[Provided information Boundary: Start]
PR #974, opened 2021-01-30
truncate long titles in breadcrumbs

### LINKED ISSUE #953: Implement title length restrictions for breadcrumbs on all pages and In Progress section on dashboard
Very long titles are making a mess of the breadcrumb display and the In Progress section on the dashboard.

@astridu has recommended that we implement the same 150 character limit on the item titles in the breadcrumbs that we did for the tables, with ellipses at the end and mouseovers that display the entire title. 

And then the same treatment for the In Progress section on the dashboard, except that that will need to be 100 characters due to space constraints.

peetucket:
## Why was this change made?

Fixes #953 - truncate collection and work title lengths in breadcrumb navigation and in-progress section of dashboard

Unit test and localhost browser

### DIFF
--- a/app/components/breadcrumb_nav_component.html.erb
+++ b/app/components/breadcrumb_nav_component.html.erb
@@ -1,14 +1,17 @@
 <nav class="breadcrumbs">
   <nav id="breadcrumbs" aria-label="breadcrumb" class="container-xxl">
     <ol class="breadcrumb">
-      <% breadcrumbs.each do |breadcrumb| %>
+      <% breadcrumbs.each do |breadcrumb|
+        full_title = breadcrumb[:title].presence || 'No title'
+        truncated_title = truncate(full_title, length: 150, separator: ' ')
+        %>
         <li class="breadcrumb-item">
           <% if breadcrumb[:link].blank? %>
-            <span class="breadcrumb-link"><%= breadcrumb[:title] %></span>
+            <span title="<%=full_title%>" class="breadcrumb-link"><%= truncated_title %></span>
           <% else %>
-            <%= link_to breadcrumb[:title].presence || 'No title',
-                        breadcrumb[:link], class: 'breadcrumb-link',
-                        data: (breadcrumb[:confirm] ? { confirm: 'Are you sure you want to leave this page? Your changes will not be saved.' } : nil) %>
+            <%= link_to truncated_title,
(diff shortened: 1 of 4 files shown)


app/components/breadcrumb_nav_component.html.erb
```diff
@@ -1,14 +1,17 @@
 <nav class="breadcrumbs">
   <nav id="breadcrumbs" aria-label="breadcrumb" class="container-xxl">
     <ol class="breadcrumb">
-      <% breadcrumbs.each do |breadcrumb| %>
+      <% breadcrumbs.each do |breadcrumb|
+        full_title = breadcrumb[:title].presence || 'No title'
```
jcoyne, line 5: Can you move these to a method in the class file?

app/components/dashboard/in_progress_row_component.html.erb
```diff
@@ -1,6 +1,6 @@
 <div class="row">
   <div class="col-4">
-    <%= collection_name %> &gt; <%= edit_work_link %>
+    <span title="<%=collection_name%>"><%= truncate(collection_name, length: 100, separator: ' ') %></span> &gt; <%= edit_work_link %>
```
jcoyne, line 3: Please move this to a method in the class

jcoyne (changes requested):

app/components/breadcrumb_nav_component.html.erb
peetucket: good idea, done

app/components/dashboard/in_progress_row_component.html.erb
peetucket: done

app/components/breadcrumb_nav_component.rb
```diff
@@ -1,4 +1,4 @@
-# typed: true
+# typed: false
```
peetucket, line 1: this was switched because sorbet does not recognize `truncate` as being defined in activesupport (it complains its not defined in the component:

```
app/components/breadcrumb_nav_component.rb:18: Method truncate does not exist on BreadcrumbNavComponent https://srb.help/7003
    18 |    truncate(full_title(breadcrumb), length: 150, separator: ' ')
```

not sure how to deal with that

jcoyne (approved):

PR #976, opened 2021-02-01
Differentiate authors from other contributors

### LINKED ISSUE #545: Update contributors section to have two separate sections for ordered authors and unordered contributors
As per our discussion earlier today:

> We had a brief meeting today to discuss this change around order in the cocina models gem: https://github.com/sul-dlss/cocina-models/commit/1cef523e3c25a4817880435e95c2bb7de89f40a2#

> Concerns were raised by the developers that the new order property would be duplicative of the natural order of the list and would require additional code complexity everywhere this data is consumed.  It became clear that in our current system, where we persist MODS, we have no way of storing this explicit order. 

> It was decided that Amy and Astrid would work on changes to the UI that would help show the users that order is important for contributors that appear in the citation (mainly authors).  There will also be another section for non-cited contributors (e.g. funder, advisor, conference)

> The developers agreed that we would revert the cocina-models change above and continue to use the natural order for contributors, related items, and parts for now.  We will be able to revisit these decisions once we have moved off Fedora 3 and can persist more than what can map to MODS.

Astrid has updated the wireframes and the design doc (https://docs.google.com/document/d/1fcr2DYo7OrX-qTdeUOTWKSS1rlq_47sehESmbvgUsrk/edit#heading=h.d3q6bp4xt33j) to reflect the changes noted in the third paragraph.

jcoyne:
## Why was this change made?
The authors become part of the citation, but other contributors don't.

Fixes #545

Before:
Screen Shot 2021-02-01 at 12 43 47 PM

After:
Screen Shot 2021-02-01 at 12 42 12 PM


mjgiarlo (commented):
Can you include before and after screenshots?

jcoyne:
@mjgiarlo added

app/components/works/contributor_row_component.rb
```diff
@@ -4,14 +4,26 @@
 module Works
   # Renders a widget corresponding to a single contributor to the work.
   class ContributorRowComponent < ApplicationComponent
-    sig { params(form: ActionView::Helpers::FormBuilder).void }
-    def initialize(form:)
+    sig { params(form: ActionView::Helpers::FormBuilder, required: T::Boolean, citation: T::Boolean).void }
```
mjgiarlo, line 7: Is it worth considering splitting this component into two components: the current ContributorRowComponent and a new AuthorRowComponent? Or do you think that wouldn't get us much of value? I'm assuming the added complexity in this component is driven by using it in both contexts, but I may be off.

mjgiarlo (commented):
Should 'Author' still appear in the dropdown of the contributor row?

jcoyne:
@mjgiarlo That question was already answered here: https://github.com/sul-dlss/happy-heron/issues/545#issuecomment-768391033

app/components/works/contributor_row_component.rb
jcoyne: I don't fee this is too complex. It's effectively one boolean (as required and citation are always set the same), only more expressive.

app/components/works/authors_and_contributors_component.rb
```diff
@@ -0,0 +1,17 @@
+# typed: strict
+# frozen_string_literal: true
+
+module Works
+  # A widget for managing both the authors (ordered) and unordered contributors to the work.
```
mjgiarlo, line 5: Trivial tweak: can you move `(ordered)` in front of `authors`? Don't want to risk encouraging folks to infer that contributors are both unordered and ordered.

app/forms/contributor_populator.rb
```diff
@@ -10,7 +10,7 @@ def call(form, fragment:, **)
     item = existing_record(form: form, id: fragment['id'])
 
     if fragment['_destroy'] == '1'
-      form.contributors.delete(item)
+      form.send(field).delete(item)
```
mjgiarlo, line 13: No strong feelings about this, but since `ApplicationPopulator` already has `#value`, this could also be: `value(form).delete(item)` Alternatively, consider changing `send` to `public_send`?

app/forms/contributor_populator.rb
```diff
@@ -25,7 +25,7 @@ def call(form, fragment:, **)
       fragment['first_name'] = nil
       fragment['last_name'] = nil
     end
-    item || form.contributors.append(Contributor.new)
+    item || form.send(field).append(klass.new)
```
mjgiarlo, line 28: Same as line 13.

app/models/abstract_contributor.rb
```diff
@@ -0,0 +1,84 @@
+# typed: true
+# frozen_string_literal: true
+
+# This is the parent of Author and Contributors
+# It is necessary so that Rails STI will assign the proper type to each concrete model
+# and so that when you query Work#contributors you only get the non-author contributors.
```
mjgiarlo, line 6: Nice.

app/forms/contributor_populator.rb
jcoyne: Good eye. I have made those changes.

app/components/works/authors_and_contributors_component.rb
jcoyne: done

mjgiarlo (approved):

PR #979, opened 2021-02-01
fix test that fails periodically

### LINKED ISSUE #978: Fix test that fails periodically
The following test seems to fail periodically and randomly.  Investigate why.

`./spec/features/create_new_work_spec.rb:174:in block (4 levels) in <top (required)>`

```
Failure/Error: 
  expect(page).to have_content 'Keller, M. (2020, February). My Title. ' \
    "Stanford Digital Repository. Available at #{Work::LINK_TEXT}"

  expected to find text "Keller, M. (2020, February). My Title. Stanford Digital Repository. Available at :link will be inserted here automatically when available:" in "XXXXXXX.". (However, it was found 1 time including non-visible text.)
./spec/features/create_new_work_spec.rb:174:in `block (4 levels) in <top (required)>'
```

peetucket:
## Why was this change made?

Fixes #978 - an attempt to fix the flappy test

Test suite unflapped?

### DIFF
--- a/spec/features/create_new_work_spec.rb
+++ b/spec/features/create_new_work_spec.rb
@@ -153,6 +153,13 @@ RSpec.describe 'Create a new work in a deposited collection', js: true do
         page.attach_file(Rails.root.join('spec/fixtures/files/sul.svg')) do
           click_button('Choose files')
         end
+        sleep 1 # pause to ensure file upload completes before we proceed
+        # see https://github.com/sul-dlss/happy-heron/issues/978
+        # we were hoping the with block below would block until upload
+        # completes, but it did not
+        within '.dropzone-previews' do
+          expect(page).to have_content('sul.svg')
+        end
 
         fill_in 'Title of deposit', with: 'My Title'
         fill_in 'Contact email', with: user.email
--- a/sorbet/rbi/gems/ast.rbi
+++ b/sorbet/rbi/gems/ast.rbi
@@ -7,7 +7,7 @@
 #
 #   https://github.com/sorbet/sorbet-typed/new/master?filename=lib/ast/all/ast.rbi
 #
-# ast-2.4.1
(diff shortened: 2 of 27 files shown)


mjgiarlo (commented):
I'll give it a run-through.

spec/features/create_new_work_spec.rb
```diff
@@ -154,6 +154,8 @@
           click_button('Choose files')
         end
 
+        sleep 1 # pause to wait for file to upload
```
mjgiarlo, line 157: I wanted to test this locally but I can't get the dang tests to fail: instead of sleeping for a fixed, hard-coded value, I wonder if we can get Capybara to do this for us via:

```suggestion
        expect(page).to have_content('sul.svg')
```

Happy to pair too since apparently you *can* see this fail locally.

spec/features/create_new_work_spec.rb
```diff
@@ -171,6 +173,7 @@
         check 'I agree to the SDR Terms of Deposit'
         click_button 'Deposit'
 
+        expect(page).to have_current_path(work_path(Work.last)) # this will fail if validation fails
```
mjgiarlo, line 176: :+1:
[Provided information Boundary: End]
◆ Your assignment
Above are the records; copy every line in them that holds the word "gems".

◆ Answer to this problem
--- a/sorbet/rbi/gems/ast.rbi
+++ b/sorbet/rbi/gems/ast.rbi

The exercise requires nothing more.